Their names were Ava and Lorna. Lorna about to become the mother.

“You need to get some help out here, Aggie,” Ava said. She spoke as if she were unafraid of the man with the keys. “And figure out where the hell we gonna do this.”

“We don’t need any help,” he said and he set the worn black leather bag on the ground. He lit a cigarette and sat down on top of the stack of cinder blocks. “Ain’t no hurry.”

“You don’t know that,” Ava said.

“Holy Lord,” Lorna said, squeezing at Ava’s hand.

“Breathe big and let it go. Breathe big.”

The contraction lasted a long minute. No one spoke as they watched her breathe. When the pain subsided, they walked over to where Aggie sat and he got up and the pregnant woman eased down.

“That your new boyfriend?” Ava asked without looking at the men.

“How long you think it’s gonna be?” Aggie asked.

“Don’t know. Before the night is over.”

Another contraction came on and the woman clenched her jaw and threw back her head.

“This ain’t a good idea,” Cohen said.

Aggie cleared his throat, spit. Took a drag off the cigarette and looked at Cohen and said, “At times I am afraid, I will trust in the Lord.”

“Go tell her that,” Cohen answered.

“Holy Lord, holy Lord,” Lorna cried out. “Holy Lord, here it comes again. Goshdamn it hurts. Holy Lord, holy Lord, holy Lord.” She talked through it, her voice rising and falling with the rise and fall of the contractions, and almost as if summoned by the gods, the sound of her voice and the promise of a new life into this land brought on the spirit of the winds and the sound of thunder.

Cohen looked at her and at all the other women pacing about and then he thought of Elisa. When I’m big and fat people are gonna open doors for me and give up their places in line, she had said. They already do that, he told her. Because you’re so damn pretty. I’m gonna eat and eat some more and you know some women eat dirt and he didn’t believe that but she explained that it was true and then she stuck a pillow under her shirt and patted her belly and said she was gonna get fat and not worry about it and he’d better not, either. And enough with all the sweet talk ’cause you already knocked me up. The work is done. She took the pillow from under her shirt and threw it at him and he said if the work is all done then I’m getting a beer and she didn’t like that, either. Didn’t like that he could drink beer and coffee and smoke a cigarette and she couldn’t and she didn’t like that he didn’t mind doing any of these things right in front of her. Drove her crazy. Made him laugh.

“Okay, okay, okay,” Lorna said, breathing hard as the contraction eased.

Cohen walked around. He remembered being right, though she was certain it was going to be a boy. Told him every day for three weeks before they found out. It’s a boy. I know it’s a boy. Nope, he told her. And I’ll bet you twenty bucks. She laughed and said you don’t have twenty bucks and you’d better hope like hell it’s not a girl anyway. Because you won’t be worth a damn if it is.

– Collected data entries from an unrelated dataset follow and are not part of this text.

PR #1239, opened 2025-06-05
Stream broadcast

johnhungerford:
Addresses #679 

### Problem

There should be an easy way to broadcast streams.

### Solution

Implemented a variety of `broadcast...` methods. The underlying approach was to make a `StreamHub`, simple wrapper of a `Hub` that communicates elements, failures, and end-of-stream to listeners. `StreamHub` is exposed in the `broadcastDynamic` and `broadcastDynamicWith` methods. Other broadcast methods use it under the hood.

“Oh hell, it’s coming again,” Lorna groaned and the intensity returned.

He thought of the twenty dollars she had given him when they got back to the house after the doctor visit and the piggy bank he stuck it in. He thought of his hand on her belly. Her stomach was round now and it all seemed more real than it had before they knew it was a girl. As he walked around the compound and listened to the woman cry out, he held out his hand and tried to feel that round belly again, tried to feel the baby in the only way that he had ever felt her. But his open hand didn’t feel anything but the cold air and his memories of Elisa were chased away by the sounds of the pleading woman and the notion of what Aggie had done to her.